I knew that the first order on the agenda was to figure out how I would handle the dictionary. I ended up choosing a set to represent the dictionary for a few reasons:
- It would prevent us from having to iterate through the entire dictionary to check if a word is valid.
- It could provide a good location to implement future pre-processing optimizations.
One downside is the space required to hold a dictionary of 178,692 words in memory, but thats an easy tradeoff to make since the dictionary isn't getting larger and I would have taken a massive speed hit if I had to iterate through the entire dictionary for each "friend".

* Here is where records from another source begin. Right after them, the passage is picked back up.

Issue #11202, opened 2018-10-16
Mac installer does not always clear out old files


sandyarmstrong:
1. Install some build of Mono 5.16 with an `msbuild` that lacks https://github.com/Microsoft/msbuild/pull/3239 .
2. Note that `/Library/Frameworks/Mono.framework/Versions/5.16.0/lib/mono/msbuild/15.0/bin/SdkResolvers/NuGet.MSBuildSdkResolver/` exists.
3. Install Mono 5.16.0.173.

### Expected results

`/Library/Frameworks/Mono.framework/Versions/5.16.0/lib/mono/msbuild/15.0/bin/SdkResolvers/NuGet.MSBuildSdkResolver/` has been removed.

### Actual results

`/Library/Frameworks/Mono.framework/Versions/5.16.0/lib/mono/msbuild/15.0/bin/SdkResolvers/NuGet.MSBuildSdkResolver/` still exists.

If you `sudo rm -rf /Library/Framework/Mono.framework` and then reinstall Mono 5.16.0.173, the `NuGet.MSBuildSdkResolver` directory will be gone, as it should be.

---

Installations should be deterministic. Consider modifying your preinstall script to completely delete `/Library/Frameworks/Mono.framework` each time. This is what we did for Workbooks.

sandyarmstrong:
At the very least, let's make sure that if I am installing some build of 5.16.0, `Library/Frameworks/Mono.framework/Versions/5.16.0` always gets cleared out.

PR #11203, opened 2018-10-16
[pkg] Add preinstall which removes existing Mono of the same version

akoeplinger:
Fixes https://github.com/mono/mono/issues/11202


akoeplinger:
@monojenkins build pkg

akoeplinger:
@luhenry it should be 5.16.0 since we're using the same variable to calculate the `Versions/X.X.X` path in the first place

akoeplinger:
I verified this contains the correct version string in the preinstall and it blows away the dir before installing so any changes made to the dir are cleaned too.

akoeplinger:
@monojenkins backport 2018-10
@monojenkins backport 2018-08

akoeplinger:
@monojenkins backport 2018-06

Issue #7246, opened 2018-02-23
CoreFX System.IO corlib namespace


marek-safar:
This one is quite tricky as we couldn't even migrate to reference source for most of the types but at the same time important as it got several performance optimizations and also includes new Span<T> APIs

## Milestone I

- [x] BufferedStream
- [x] DirectoryNotFoundException
- [x] DriveNotFoundException
- [x] DriveType
- [x] EndOfStreamException
- [x] FileAccess
- [x] FileAttributes
- [x] FileInfo
- [x] FileLoadException
- [x] FileMode
- [x] FileNotFoundException
- [x] FileOptions
- [x] FileShare
- [x] FileSystemInfo
- [x] IOException
- [x] MemoryStream
- [x] PathTooLongException
- [x] SearchOption
- [x] SeekOrigin
- [x] Stream
- [x] StreamReader
- [x] StreamWriter
- [x] StringReader
- [x] StringWriter
- [x] TextReader
- [x] TextWriter
- [x] UnmanagedMemoryAccessor
- [x] UnmanagedMemoryStream

## Milestone II
- [x] Directory
- [x] DirectoryInfo
- [x] File

## Future
- [ ] BinaryReader
- [ ] BinaryWriter
- [ ] DriveInfo
- [ ] FileStream
- [ ] Path

PR #11210, opened 2018-10-17
[corlib] Import System.IO.UnmanagedMemoryStream from CoreFX

alexischr:
Part of #7246


alexischr:

PR #11447, opened 2018-10-30
[interp] fix definition of MINT_CKNULL_N

lewurm:
So that the debug output renders the operand of `MINT_CKNULL_N` correctly.


lewurm:
@monojenkins squash

PR #11466, opened 2018-10-30
[coop] Refactor/reuse mono_value_box_handle/mono_value_box_checked and reduce raw pointers.

jaykrell:


jaykrell:
@monojenkins build failed

jaykrell:

mono/metadata/object-internals.h
```diff
@@ -2160,6 +2160,8 @@ mono_string_empty_handle (MonoDomain *domain);
 gpointer
 mono_object_get_data (MonoObject *o);
 
+#define mono_get_data_unsafe(handle) ((guint8*)MONO_HANDLE_RAW (handle) + MONO_ABI_SIZEOF (MonoObject))
```
jaykrell: Not clear what type this ought to return.
1. void*
2. char*
3. uint8*?
4. typeof(MONO_HANDLE_RAW(handle))?
5. uintptr


Current guint8* just bleeds from implementation.

lambdageek: nit: mention `valuetype` somewhere in the name? Don't we have some function that does this already?

For C, probably `void*` made the most sense; in C++, `char*` is probably what we'll want.

mono/metadata/object-internals.h
```diff
@@ -2331,4 +2333,7 @@ mono_gc_wbarrier_value_copy_internal (void* dest, /*const*/ void* src, int count
 void
 mono_gc_wbarrier_object_copy_internal (MonoObject* obj, MonoObject *src);
 
+#define MONO_BEGIN_UNSUSPENDABLE /* nothing yet */
```
lambdageek: I think these will:
- be names `MONO_ENTER_NO_SAFEPOINTS`/`MONO_EXIT_NO_SAFEPOINTS`
- live in `mono/utils/mono-threads-api.h`

mono/metadata/object-internals.h
jaykrell: The other is right above `mono_object_get_data`. Nothing about `valuetype`. Or `unbox`ing.
I find `get_data` pretty non specific, but it is there.
I could say `mono_handle_get_data`, but `handle` is supposed to be somewhat superfluous. So is `object`. Hey, what else is mono dealing with, but objects and handles all over the place?

I'm flexible here.

Really in C++ -- overload, it just remains called the same old `mono_object_get_data` -- *and less churn* and no loss of clarity -- you don't really care if it is object or handle, it just works and does essentially the same thing.

luhenry: Why the need to diverge so much from the existing `mono_object_get_data`? Neither the return type, nor the name is equivalent. How about you try to make it more consistent?

mono/metadata/object-internals.h
```diff
@@ -2160,6 +2160,8 @@ mono_string_empty_handle (MonoDomain *domain);
 gpointer
 mono_object_get_data (MonoObject *o);
 
+#define mono_get_data_unsafe(handle) ((void*)((guint8*)MONO_HANDLE_RAW (handle) + MONO_ABI_SIZEOF (MonoObject)))
```
luhenry: Why the need to diverge so much from the existing mono_object_get_data? Neither the return type, nor the name is equivalent. How about you try to make it more consistent?

mono/metadata/object-internals.h
jaykrell: Return type good point, I raised that, but missed the consistency point, and is already fixed, except for the exact name of the same type, I can fix that too.

On the name, well, change "object" to "handle"? I considered that, but there was the prior goal of not adding "handle" to names as well, because these are the new better names and shouldn't be warty. Perhaps we have done that enough though -- lots of functions with "handle" in name, and saying nothing is too vague, even with "object" or "handle" it seems vague, and this is now worse, so I'll do that.

Ultimately with C++ the name can be identical via overloading and that would be ideal presumably in terms of name choice, assuming the original name is good, and reducing churn, but we aren't here.

jaykrell:
There remains the deliberate inconsistency of appending `_unsafe` to name.
Alternative is to pin.
I believe that is our general new pattern -- either pin or label things unsafe.

jaykrell:
@monojenkins build failed

mono/utils/mono-threads-api.h
```diff
@@ -157,6 +158,10 @@ mono_threads_exit_no_safepoints_region (const char *func);
 		if (mono_threads_are_safepoints_enabled ())			\
 			mono_threads_exit_no_safepoints_region (__func__);	\
 	} while (0)
+=======
+#define MONO_ENTER_NO_SAFEPOINTS /* nothing yet */
+#define MONO_EXIT_NO_SAFEPOINTS /* nothing yet */
+>>>>>>> Line up better with https://github.com/mono/mono/pull/11476
```
lewurm: merging went wrong

Issue #11465, opened 2018-10-30
Threading: implement MONO_ENTER_NO_SAFEPOINTS/MONO_EXIT_NO_SAFEPOINTS


lambdageek:
# Summary #

Let's add a scope that causes a runtime assertion if the thread attempt to cooperatively suspend while in that region, or if it attempts to switch to GC Safe mode.

# Motivation #

We often have places in the code where we need to do something to a managed object while in GC Unsafe where we "know" that a cooperative safepoint won't occur.  For example we may temporarily take a raw pointer to a MonoObject for a valuetype that has no reference types in it and memcpy it somewhere.  We could take a gchandle to pin the object, memcpy and then unpin.  Or we could wrap the entire block in a `MONO_ENTER_NO_SAFEPOINTS`/`MONO_EXIT_NO_SAFEPOINTS` pair which would assert at runtime if we later added a call to `mono_object_new` in that block (or anything similar).

# Implementation idea #

Take a bit in the thread state machine.  add transitions that set the bit only from `RUNNING` state.  Disallow transitions from `RUNNING`+`UNINTERRUPTIBLE` to `BLOCKING`.  Transition from `RUNNING`+`UNINTERRUPTIBLE` to `ASYNC_SUSPEND_REQUESTED`+`UNINTERRUPTIBLE` (ie - suspend initiator asks victim thread to suspsend - and the victim is expected to suspend next time it reaches a safepoint) is allowed.  but polling from `ASYNC_SUSPEND_REQUESTED`+`UNINTERRUPTIBLE` would assert.

**Tricky bit** don't let an `UNINTERRUPTIBLE` thread become the GC Initiator, either! so if the current thread is going to stop the world, it better not be uninterruptible.

(This only makes sense if we're not using preemptive suspend - so define the macros as a no-op if preemptive suspend is enabled.)

jaykrell:
nits: NO_SUSPEND  is shorter. Not sure if banning a verb or describing a region is preferred.
END will be `}` if C++.

lambdageek:
or maybe even `MONO_BEGIN_NO_SAFEPOINTS`/`MONO_END_NO_SAFEPOINTS` to be completely direct about it.

I think it's similar to `ENTER_CRITICAL_REGION`, but the mechanisms are different - critical regions are about async suspension - we're guaranteeing that the thread won't be interrupted by the suspend machinery.   `NO_SAFEPOINTS` is about cooperative suspension.

[...]

PR #11476, opened 2018-10-30
Implement MONO_ENTER_NO_SAFEPOINTS/MONO_EXIT_NO_SAFEPOINTS

lambdageek:
Implement the idea from #11465: if a region of code is marked with this pair of macros, it:
- must be in GC Unsafe
- must not safepoint
- must not call the managed allocator
- must not transition to GC Safe
- must not nest a `MONO_ENTER_NO_SAFEPOINTS`/`MONO_EXIT_NO_SAFEPOINTS` pair

In return, the region gets to dereference managed pointers without having to pin the memory.
If writing, still have to use write barriers.

----

Best to review this one commit at a time, I think.

See #11466 for an example of how this may be used.


mono/metadata/sgen-stw.c
```diff
@@ -253,6 +253,9 @@ sgen_unified_suspend_stop_world (void)
 {
 	int sleep_duration = -1;
 
+	// we can't lead STW if we promised not to safepoint.
+	g_assert (!mono_thread_info_wont_safepoint (mono_thread_info_current ()));
```
jaykrell: Nit: Contradictions should be avoided. It should be `will_not` or `no`.

mono/utils/mono-threads-coop.c
```diff
@@ -129,6 +129,9 @@ mono_threads_state_poll_with_info (MonoThreadInfo *info)
 
 	THREADS_SUSPEND_DEBUG ("FINISH SELF SUSPEND OF %p\n", mono_thread_info_get_tid (info));
 
+	/* Fast fail if wont_safept is set */
+	g_assert (!(info->thread_state & THREAD_SUSPEND_WONT_SAFEPT_MASK));
+
```
jaykrell: Nit: More hard to read abbreviations. `WONT` and `SAFEPT` are in poor form imho.

mono/utils/mono-threads-state-machine.c
```diff
@@ -27,13 +27,20 @@ get_thread_suspend_count (int thread_state)
 	return (thread_state & THREAD_SUSPEND_COUNT_MASK) >> THREAD_SUSPEND_COUNT_SHIFT;
 }
 
+static inline gboolean
+get_thread_wont_safept (int thread_state)
+{
+	return (thread_state & THREAD_SUSPEND_WONT_SAFEPT_MASK) >> THREAD_SUSPEND_WONT_SAFEPT_SHIFT;
```
jaykrell: nits: `wont` and `safept` should be spelled out, and seems like a good place for a bitfield.

mono/utils/mono-threads-state-machine.c
```diff
@@ -27,13 +27,20 @@ get_thread_suspend_count (int thread_state)
...
+}
+
 static inline int
-build_thread_state (int thread_state, int suspend_count) 
+build_thread_state (int thread_state, int suspend_count, gboolean wont_safept) 
 {
 	g_assert (suspend_count >= 0 && suspend_count <= THREAD_SUSPEND_COUNT_MAX);
 	g_assert (thread_state >= 0 && thread_state <= STATE_MAX);
+	g_assert (wont_safept == 0 || wont_safept == 1);
```
jaykrell: Nit: Assert kinda redundant with `gboolean`, but I understand, it isn't quite.
If we ever get C++ `bool`...

mono/utils/mono-threads-state-machine.c
```diff
@@ -90,14 +104,16 @@ check_thread_state (MonoThreadInfo* info)
...
-trace_state_change_with_func (const char *transition, MonoThreadInfo *info, int cur_raw_state, int next_state, int suspend_count_delta, const char *func)
+trace_state_change_with_func (const char *transition, MonoThreadInfo *info, int cur_raw_state, int next_state, gboolean next_wont_safept, int suspend_count_delta, const char *func)
 {
 	check_thread_state (info);
-	THREADS_STATE_MACHINE_DEBUG ("[%s][%p] %s -> %s (%d -> %d) %s\n",
+	THREADS_STATE_MACHINE_DEBUG ("[%s][%p] %s %s -> %s %s (%d -> %d) %s\n",
 		transition,
 		mono_thread_info_get_tid (info),
 		state_name (get_thread_state (cur_raw_state)),
+		(get_thread_wont_safept (cur_raw_state) ? "X" : "."),
```
jaykrell: nit: Could be `char` instead of `char*`.

mono/utils/mono-threads-state-machine.c
```diff
@@ -206,37 +230,42 @@ MonoRequestSuspendResult
...
 	case STATE_BLOCKING:
 		if (!(suspend_count == 0))
 			mono_fatal_with_history ("suspend_count = %d, but should be == 0", suspend_count);
-		if (mono_atomic_cas_i32 (&info->thread_state, build_thread_state (STATE_BLOCKING_SUSPEND_REQUESTED, 1), raw_state) != raw_state)
+		if (wont_safept)
+			mono_fatal_with_history ("wont_safept = TRUE, but should be FALSE");
+		if (mono_atomic_cas_i32 (&info->thread_state, build_thread_state (STATE_BLOCKING_SUSPEND_REQUESTED, 1, wont_safept), raw_state) != raw_state)
 			goto retry_state_change;
-		trace_state_change ("SUSPEND_INIT_REQUESTED", info, raw_state, STATE_BLOCKING_SUSPEND_REQUESTED, 1);
+		trace_state_change ("SUSPEND_INIT_REQUESTED", info, raw_state, STATE_BLOCKING_SUSPEND_REQUESTED, wont_safept, 1);
```
jaykrell: Contradictions really are ugly. `wont` is actually a word with a different meaning.

mono/utils/mono-threads.h
```diff
@@ -714,6 +719,8 @@ int mono_thread_info_suspend_count (THREAD_INFO_TYPE *info);
 int mono_thread_info_current_state (THREAD_INFO_TYPE *info);
 const char* mono_thread_state_name (int state);
 gboolean mono_thread_is_gc_unsafe_mode (void);
+G_EXTERN_C // due to THREAD_INFO_TYPE varying
```
jaykrell: Ludovic wants `G_EXTERN_C` on same line going forward.
I guess I should have eliminated `THREAD_INFO_TYPE` by now.

mono/utils/mono-threads-api.h
```diff
@@ -140,6 +140,22 @@ For further explanation of what can and can't be done in GC unsafe mode:
...
+mono_threads_exit_no_safepoints_region (const char *func);
+
+#define MONO_ENTER_NO_SAFEPOINTS					\
+	do {								\
+		if (mono_threads_are_safepoints_enabled ())		\
+			mono_threads_enter_no_safepoints_region (__func__)
+
+#define MONO_EXIT_NO_SAFEPOINTS							\
+		if (mono_threads_are_safepoints_enabled ())			\
+			mono_threads_exit_no_safepoints_region (__func__);	\
```
jaykrell: I wonder if this even worth a macro.
I get that the braces force a balance.
But one could just call mono_threads_enter/exit_no_safepoints_region () and avoid the ugly.
In C++ the end macro would just a brace -- destructor.

mono/utils/mono-threads-coop.c
```diff
@@ -707,3 +707,17 @@ mono_threads_coop_end_global_suspend (void)
 	if (mono_threads_are_safepoints_enabled ())
 		mono_polling_required = 0;
 }
+
+void
+mono_threads_enter_no_safepoints_region (const char *func)
+{
+	MONO_REQ_GC_UNSAFE_MODE;
+	mono_threads_transition_begin_wont_safept (mono_thread_info_current (), func);
```
jaykrell: So. In a separate PR, I suggest we have a global non-thread local `mono_thread_info_current_var`, pointer, const, always null. You pass that. At least in some macros, maybe not here.

A function needing the data, if it gets null, will call `mono_thread_info_current()`

Macros like HANDLE_FUNCTION_BEGIN that call `mono_thread_info_current()` anyway, will store in a local named `mono_thread_info_current_var`.

Therefore TLS accesses will be optimized down.

If/as perf sensitive functions are found, pass the local as a parameter.

mono/utils/mono-threads-coop.c
lambdageek: going to `s/wont_safept/no_safepoints/ig`

mono/utils/mono-threads-state-machine.c
lambdageek: Maybe `no_safepoints = !!no_safepoints; // ensure it's 0 or 1`?
I'm paranoid about bitmasks and `gboolean` not really being a single bit.

(also renaming wont_safept to no_safepoints as elsewhere)

mono/utils/mono-threads-state-machine.c
lambdageek: i don't like `can_safepoint` because the bit applies to many states where safepointing just doesn't make sense:  `STATE_SELF_SUSPENDED | can_safepoint`, for example, just confuses me - it can't really safepoint - it's not even running.

mono/utils/mono-threads-api.h
lambdageek: there are a couple of reasons for the macro:
1. I want to block scope these things.
2. if we decide we want to allow nesting no-safepoints scopes, in C, I'm going to need to declare a var to propagate some state from the enter to the exit.
3. consistency with the other `MONO_ENTER_*`/`MONO_EXIT_*` macros.

mono/utils/mono-threads-coop.c
lambdageek: ok, I'll update to pass the thread info and reconcile with #11487 once it's in.

lambdageek:
@monojenkins build failed

mono/utils/mono-threads.h
luhenry: @jaykrell I never said that as a general rule, I certainly said to keep consistent with the surrounding context though  :wink:

mono/utils/mono-threads-api.h
jaykrell: All three reasons are really: C needs them, C++ does not.

PR #11487, opened 2018-10-31
Reduce TLS accesses.

jaykrell:
Functions with HANDLE_FUNCTION_ENTER, only call mono_thread_info_current once,
instead of 1 + per-MONO_HANDLE_NEW.

This can be extended in future in multiple potential ways.
 1 Macro split from HANDLE_FUNCTION_ENTER.
   This is easiest/no downside, i.e. for functions that do not HANDLE_FUNCTION_ENTER
   but that do multiple MONO_HANDLE_NEW, call other macro
   just to mono_thread_info_current () into local.
 2 Pass TLS as separate parameter. Probably not actually, see 4.
 3 Store TLS in handles -- too large? Probably not actually, see next.
 4 Store TLS in MonoError. i.e. MonoError is "call context", chained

Interesting caveat: I originally implemented the dictionary using a ruby hash with default boolean values. Although it was nice to not have to create @seen = Set.new to keep track of the words I've already seen, I would have had to rebuild the dictionary or create a new instance every time I wanted to assess a new word.
Algorithm: Breadth First Traversal/Queue
Conceptually, the social network can be represented by the abstract data type: tree. Our root node is the initial word, in this case, "LISTY". It's children are all of it's friends. In order to count all of these friends, we must traverse this tree. I chose a breadth first traversal because I knew that we would be essentially constructing the tree as we move through it. The data structure: queue maintains order and allows us to remember which node we should assess next and is an important implementation when designing a breadth first algorithm. (First In First Out)
Assessing a Word:
1. Shift the oldest word off of the queue
2. Find and count all the words with an edit distance of 1 (insertions, deletions, additions)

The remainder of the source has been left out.